Действительно, ничего не менялось тогда, в семидесятых — начале восьмидесятых. Премьер — семидесятишестилетний Косыгин в 1980-м был заменен Тихоновым, которому стукнуло семьдесят пять. Суслов вообще казался вечным. Постепенное превращение генсека и вождя Брежнева из бодрого аппаратчика в реликтового старца происходило так постепенно и медлительно, что не было слишком заметно, — злые и, вероятно, справедливые карикатуры на него, виденные мною в Париже, как и публикации о его полной немощи и маразме, лишь ненадолго возвращали меня к реальности, равно как и неуклонно растущее число звезд на гигантском его портрете, вечно висящем на углу Невского и Адмиралтейского проезда. Собственно, именно идиотизм верхов позволял абстрагироваться от происходящих бед и горделиво ощущать себя циничным мыслителем в сумасшедшем доме. Брежневское время обладало некой наркотической дремотностью, в которой, как в тине, сравнительно вяло воспринимались даже трагические события и все можно было так легко превратить в анекдот. Сейчас, спустя без малого полвека, я чувствую растерянность: почему события совершенно чудовищные — снятие Твардовского с поста главного редактора «Нового мира» и практический конец нашего единственного благородного журнала (1970), процесс Якира — Красина (август 1973-го), вынужденная эмиграция Виктора Некрасова (лишен советского гражданства в 1979-м), высылка Солженицына (февраль 1974-го) и Сахарова (1980), даже вторжение в Афганистан — все это воспринималось всеми, кроме подвижников-диссидентов, просто с угрюмой покорностью? Вероятно, потому, что именно такого рода события были для нас естественными, всегда ожидаемыми. Нас закалила собственная пассивная безответственность, мы смирились с памятью о ГУЛАГах, с постановлением о журналах «Звезда» и «Ленинград», с убийством Михоэлса, с унижением и смертью «члена Литфонда» Пастернака, с Венгрией и Прагой, с арестом Григоренко и со многим другим, мы жили в сумрачно повторяющейся реальности. И действительно, прятались от жизни в анекдоты, и, чудилось, куда больше, чем подлинные беды, занимала салонно-либеральное общественное мнение частушка об обмене диссидента Буковского на Луиса Корвалана:
Недавний Штирлиц — Тихонов истово читал по телевизору сочинение генсека «Целина», Матвеев играл Брежнева в фильме Озерова «Солдаты свободы». Впрочем, Ленина и прежде кто только не играл, даже Смоктуновский…
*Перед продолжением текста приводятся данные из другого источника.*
PR #6791, opened 2026-08-28
fix(iam): stop stamping the wall clock on policy-less group reads

reatang:
## Related Issues

Fixes rustfs/backlog#2069. Unblocks the convergence path tracked in rustfs/backlog#2071.

## Summary of Changes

Да, тошно это было, тошно и стыдно, но тогда меня это мало, как и многих, занимало. До неловкости мало. Просто и не думалось, что можно жить как-то по-другому. Иное дело, столь унылая и печальная реальность вокруг помогала сосредоточиваться только на внутренней жизни. Ведь спустя десять лет, когда начались горбачевские перемены, стремительные события окружающего мира, как горчичники, стали оттягивать избыточную кровь от больных сердец, и сознание наше жадно прильнуло к проснувшейся истории. Но хуже нет пенять на окружающий мир, ежели у самого внутри не все в порядке. Право, право…
Сейчас, в новом тысячелетии, часто и подробно пишут о «кризисе среднего возраста у мужчин». Имея в виду неудовлетворенность достижениями, несбывшимися мечтами, отсутствием успеха и достатка. Со мною же происходило нечто совершенно обратное. С расхожей точки зрения я имел все основания быть довольным — книги писались и печатались, диссертацию защитил, во Францию съездил, не бедствую, квартира есть. Но — видите ли, страдаю вопреки логике.
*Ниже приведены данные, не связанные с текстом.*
Issue #5963, opened 2026-08-11
Site replication silently stops replicating when peer states diverge — every client command still reports success


mrabbah:
**Affected versions:** `1.0.0-beta.11` and `1.0.0-rc.1` (both reproduced)

## Summary

When the two sites' persisted site-replication states diverge, the target site
rejects every peer operation with
`400 InvalidRequest — "site replication is not enabled"`, but **nothing surfaces
on the source side**: `mb` returns success, `admin replicate info <source>` still
lists both sites, and the console still shows *Enabled / 2 sites*. Replication is
dead while the whole control plane reports a healthy cluster.

## Reproduction (two containers, single host)

```bash
# site1 -> :30190, site2 -> :30290, same access/secret key
rc admin replicate add site1 site2          # works, replication verified

docker compose -f site1/... stop            # make site1 unreachable
rc admin replicate remove site2 --all       # returns 0: "removed successfully"
docker compose -f site1/... start

rc admin replicate info site1               # still shows a 2-site cluster
rc admin replicate info site2               # "Site replication is not configured"

rc mb site1/demo                            # "✓ created successfully"
rc ls site2                                 # demo is absent, forever
```

Target log:

```
PUT /minio/admin/v3/site-replication/peer/bucket-ops?bucket=demo&operation=make-with-versioning
  -> 400  S3Error(InvalidRequest, "site replication is not enabled")
```

`rc admin replicate status site1 --json` reports `HasBucket: false` for the peer
deployment, but no client command exits non-zero.

## Code pointers (`rustfs/src/admin/handlers/site_replication.rs`, tag 1.0.0-beta.11)

- L. 605 — `fn enabled(&self) -> bool { self.peers.len() > 1 }`; the target's
  local view alone decides whether peer ops are accepted.
- L. ~7018 (`SRPeerBucketOpsHandler`) —
  `if state.pending_remove.is_some() || (!state.enabled() && !bootstrap_peer_bucket_operation_allowed(...))`
  → the error above. Same guard at L. 8601 in `1.0.0-rc.1`.
- L. ~6899 (`SRPeerJoinHandler`) — when `join_req.updated_at <= state.updated_at`
  (or is absent), the join is a **silent no-op that returns HTTP 200**, so the
  initiator reports `configured successfully` although the peer applied nothing.
  Makes `add` sensitive to residual state and to clock skew between hosts.
- L. ~6887 `SRPeerJoinHandler` never resets `state.pending_remove`; only
[...]

PR #6793, opened 2026-08-28
fix(site-replication): rotate-svc-acct no longer wedges replication

reatang:
## Related Issues

Fixes rustfs/backlog#2068.

## Summary of Changes

A single `POST /rustfs/admin/v3/site-replication/rotate-svc-acct` call could permanently kill both replication directions, reproduced 100% (twice) on a real two-VM deployment: the rotating site installs the new site-replicator secret locally, but the join push to the peers could only sign with that new secret — so every peer rejected it with `SignatureDoesNotMatch`, the rotation sat in `pendingOperation` forever (>18 minutes observed, across two reconciler cycles), outbound pushes failed against peers still holding the old secret, inbound peer requests failed against the local new secret, and `remove`/`peer edit` were rejected while the rotation was pending.

Three defects lined up:

1. A fresh `PendingRotation` seeds `secret_candidates` only from the legacy plaintext state secret — empty on modern deployments.
2. The pre-rotation secret was recorded into persisted state, but the push read a stale clone of the pending record taken before that write.
3. The "current" secret was read after the local overwrite, so it was already the new one — the candidate list collapsed to `[new]`.
4. The reconcile tick bailed out entirely on `pending_rotation.is_some()`, so nothing ever retried (the resume the tick has for `pending_remove` since rustfs/rustfs#5963 had no rotation counterpart).

Fix, mirroring the pending-remove structure:

- Capture the still-installed secret before the local overwrite and sign the join push with `[previous, new]`, assembled by a pure `rotation_secret_candidates` helper (unit-tested for the fresh, resume, and unreadable-secret orders).
- Extract the push loop into `drive_pending_rotation`, shared by the handler and a new `resume_pending_rotation` called from the reconcile tick — a rotation that still wedges (peer down mid-rotation) now heals within one tick instead of never.
- New dual-node e2e test: one rotate call returns `success`, `pendingOperation` clears on both sites, and replication then flows in both directions. Red/green verified: the test fails in 15s against the unfixed handler and passes in ~14s with the fix.
- `scripts/test/site_replication_smoke.py` gains a `rotate` subcommand for the local lab (verified end to end locally).

Deliberately not done: rolling back the local secret when the push fails — a rollback racing the resume would reintroduce a split-brain window, and with the resume in place the worst case is bounded by one reconcile tick.

## Verification

- `cargo nextest run -p e2e_test -E 'test(test_site_replication_rotate_svc_acct_completes_and_replication_survives_real_dual_node)'` — PASS (14s); the same test FAILS against the unfixed handler (red/green check)
- `cargo test -p rustfs --lib site_replication` (254 passed, including the new `rotation_secret_candidates` unit test)
- `cargo clippy -p rustfs --lib --tests` and `cargo clippy -p e2e_test` (clean)
- `make fmt-check logging-guardrails-check unsafe-code-check architecture-migration-check` (pass); test-wiring check passes with the refreshed `e2e-repl-nightly` selection digest (57 tests)
- `scripts/test/site_replication_smoke.py up && rotate && clean` on alternate ports — rotation settles and bidirectional smoke passes

## Impact

Operational fix only: rotation completes in one call on healthy clusters and self-heals within one reconcile tick otherwise. The rotate response, wire paths, and peer join format are unchanged. Existing wedged deployments recover automatically after upgrading (the resume drives the persisted pending rotation forward).

## Additional Notes

Root cause, real-hardware timeline, and the interim operator workaround (calling rotate a second time) are documented in rustfs/backlog#2068; the full test campaign is in rustfs/backlog#2073.


reatang:

PR #6821, opened 2026-08-28
fix(kms): restore persisted configuration after restart

### LINKED ISSUE #6574: KMS configured via the admin API is silently lost on restart: startup load runs before storage is initialized
**Describe the bug**

KMS configured through the admin API works and is persisted to cluster storage, but it is not restored when the server restarts. After a restart the service reports `state: not-configured` with no error, while the persisted configuration is still on disk and intact. The startup load runs before the object store is available, takes an early return, and nothing retries it.

The effect is that KMS silently turns itself off on every restart, and there is no supported way to load the persisted configuration back other than re-submitting the whole thing — including secrets that the persisted copy deliberately does not expose.

**To Reproduce**

1. Configure KMS via `POST /rustfs/admin/v3/kms/configure` on a multi-node cluster. It takes effect immediately and is persisted (`config/kms_config.json`, present on disk with all erasure shards, unchanged since the day of configuration).
2. Restart the nodes.
3. KMS now reports not-configured, with no error surfaced:

```
$ rc admin kms status <alias> --json
{
  "data": {
    "operation": "status",
    "state": "not-configured",
    "backend": null,
    "healthy": null,
    "error_message": null,
    "config": null
  }
}
```

4. `kms start` does not help, because start operates on the in-memory service manager rather than reading the persisted configuration:

```
$ rc admin kms start <alias>
✗ Failed to start KMS: KMS start request was rejected
```

5. The startup log explains it. This line appears once per boot, on every boot:

```
{"level":"WARN","message":"admin kms dynamic state","component":"admin","subsystem":"kms",
 "event":"kms_config_load_skipped","reason":"storage_uninitialized","result":"config_load_skipped",
 "target":"rustfs::admin::handlers::kms_dynamic","filename":"rustfs/src/admin/handlers/kms_dynamic.rs"}
```

**What the code suggests**

`rustfs/src/init.rs` calls `admin::handlers::kms_dynamic::load_kms_config()` during startup to restore the persisted configuration. That function begins by resolving an object store handle and returns `None` if it cannot:

```rust
let Some(store) = current_object_store_handle_for_context(context.as_deref()) else {
    warn!(… event = "kms_config_load_skipped", reason = "storage_uninitialized",
          result = "config_load_skipped", …);
    return None;
};
```

On our cluster that branch is taken every time, so the persisted configuration is never read and KMS is left unconfigured. The ordering appears to be the whole bug, and it looks deterministic rather than a race: on current `main` (b15928220), `init_startup_runtime_services` (`rustfs/src/startup_services.rs`) calls `init_kms_system(config)` as its very first step, while the app context / object-store handle that `load_kms_config()` resolves is published later in the same function (by `ensure_startup_after_iam` inside `init_iam_runtime`, per the comment on the audit init just below it). The configuration is fine, the loader is fine — it simply runs too early, every time.

Two things make it harder to notice and harder to recover from than it needs to be:

1. The failure is not reflected anywhere an operator would look. `kms status` returns `not-configured` with `error_message: null`, which is indistinguishable from never having configured KMS at all. Only the startup log distinguishes them, and only if the operator knows to look for that event.
2. There is no way to ask a running server to re-read the persisted configuration. `reload_persisted_kms_config()` exists and does exactly the right thing, but it is only reachable through the peer reload RPC that a configure/reconfigure request broadcasts (`rustfs/src/storage/rpc/node_service.rs`). Recovering therefore means re-submitting the full configuration, including secrets, which the persisted copy deliberately does not expose. An operator who no longer has the original JSON cannot restore a configuration that is sitting on their own disks.

**Expected behavior**

1. The persisted KMS configuration should be loaded after storage is initialized, so a restart restores the configured state.
2. If the load is skipped or fails, `kms status` should say so rather than reporting `not-configured` with a null error, since the two states call for very different operator responses.
3. There should be a supported way to re-read the persisted configuration on a running server — an admin endpoint mapping to the existing `reload_persisted_kms_config()` would be enough.

**Environment**

- 4 nodes, erasure coded, Linux (bare metal, systemd)
- Version: 1.0.0-rc.3; the early-return ordering is still present on current `main` by inspection
- KMS configured through the admin API (not command-line flags)

**Additional context**

Impact: any restart silently disables KMS cluster-wide. Buckets with SSE-KMS default encryption then reject writes, and the failure surfaces to clients as a request error rather than as anything pointing at KMS. Nothing in the status output indicates that a configuration exists but was not loaded.

reatang:
## Related Issues

Fixes #6574.

Architecture follow-up: https://github.com/rustfs/backlog/issues/2064.

Unrelated test flakes observed during local preflight: https://github.com/rustfs/backlog/issues/2081 and https://github.com/rustfs/backlog/issues/2082.

## Summary of Changes

- Load the persisted dynamic KMS configuration from the explicitly initialized `ECStore` instead of depending on an `AppContext` that is published later in startup.
- Distinguish an absent persisted configuration from storage, unseal, and decode failures, and expose initialization failures through KMS status without replacing an already usable service.
- Add authenticated `POST /rustfs/admin/v3/kms/reload` service control, reuse the persisted-config reload path, broadcast reloads to peers, and cover the route policy, audit mapping, registration matrix, and contract snapshot.
- Add an end-to-end regression test that configures local KMS through the admin API, restarts RustFS with the same data, verifies the restored status, and completes an SSE-KMS object round trip.

## Verification

- `./scripts/check_logging_guardrails.sh` — passed.
- `cargo test -p rustfs-kms initialization_error --lib -- --nocapture` — passed, 2 tests.
- `cargo test -p rustfs persisted_config_loader --lib -- --nocapture` — passed, 2 tests.
- `cargo test -p rustfs kms_admin_route_contract_is_stable --lib` — passed.
- `cargo test -p rustfs kms_reload_route_is_registered --lib` — passed.
- `cargo test -p rustfs test_register_routes_cover_representative_admin_paths --lib` — passed.
- `cargo test -p e2e_test test_admin_configured_local_kms_is_restored_after_restart -- --nocapture --test-threads=1` with localhost proxy bypass — passed, including restart and an SSE-KMS object round trip.
- `make pre-pr` — formatting, architecture, logging, security guards, offline enrollment E2E, Clippy, and script tests passed; workspace nextest was interrupted by the unrelated timeout tracked in rustfs/backlog#2081, whose exact nextest rerun passed.
- `make test` — script tests passed; workspace nextest was interrupted by the unrelated timeout tracked in rustfs/backlog#2082, whose exact nextest rerun passed.

## Impact

Admin-configured KMS now survives server restarts, and operators can request a reload of the persisted configuration without resubmitting redacted secrets. Failed persisted-config loads are distinguishable from a never-configured service. The persisted format and existing configuration endpoints remain unchanged; the reload endpoint and status error reporting are additive.

## Additional Notes

This PR is opened as a draft because the required local workspace nextest gate did not reach completion after two unrelated, non-deterministic timeout failures. Both failures passed in exact isolation and have dedicated backlog issues with the first-failure evidence.

High-risk review verdicts: correctness is covered by explicit-store startup wiring and the restart E2E; security requires `kms:ServiceControl` and does not expose config payloads or secrets; concurrency and durability retain lifecycle serialization and the existing best-effort peer convergence model; compatibility keeps the persisted format and ambient loader API unchanged; performance adds one bounded config read during startup and no hot-path work.

Rollback is a revert of this commit. No data migration or persisted-format rollback is required.


reatang:
Pushed a28ea8846: adds the missing `POST /kms/reload` row to the admin contract matrix (response reuses the configure snapshot shape, noted in the snapshot-coverage section), and adds a runbook procedure distinguishing a `load_failed` startup from a never-configured server, with the reload-based recovery path. Closes the two doc findings from the review; the multi-node cold-start retry note stays with the backlog#2064 follow-up.

PR #6828, opened 2026-08-28
fix(version): do not bump version when HEAD equals latest tag

cuishuang:
## Related Issues

N/A

## Summary of Changes

Resolve `HEAD` and the latest tag to their commit IDs before checking ancestry.

When both references point to the same commit, treat `HEAD` as not newer and preserve the current tag instead of incrementing its version.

«Вот сижу я, сорокасемилетний, с седой уже бородкой человек… И институт далек, и бедность — тьфу-тьфу-тьфу — не грозит, и заказы есть, и издатели любят меня, и черная папка мало-помалу становится реальностью, но тоска сжимает мне что-то под горлом, и страшно мне. Я бегу в спасительную суету будней, в маленькие радости игрушечного общения, в призрачные надежды, а потом томлюсь о смерти дня, с тоской ожидая рождения дня нового… Весь день (как в детстве) боязливый выход к свету. Внутренняя нервная суета, выход на улицу. Внутри меня, усталого и слабого, торопливый, вздорный человек, жадно и бессмысленно глотающий время и давящийся им. А потом усталое и неполное отдохновение, день переходит в вечер, телевизор, телефон, и смерть дня, и ожидание сна».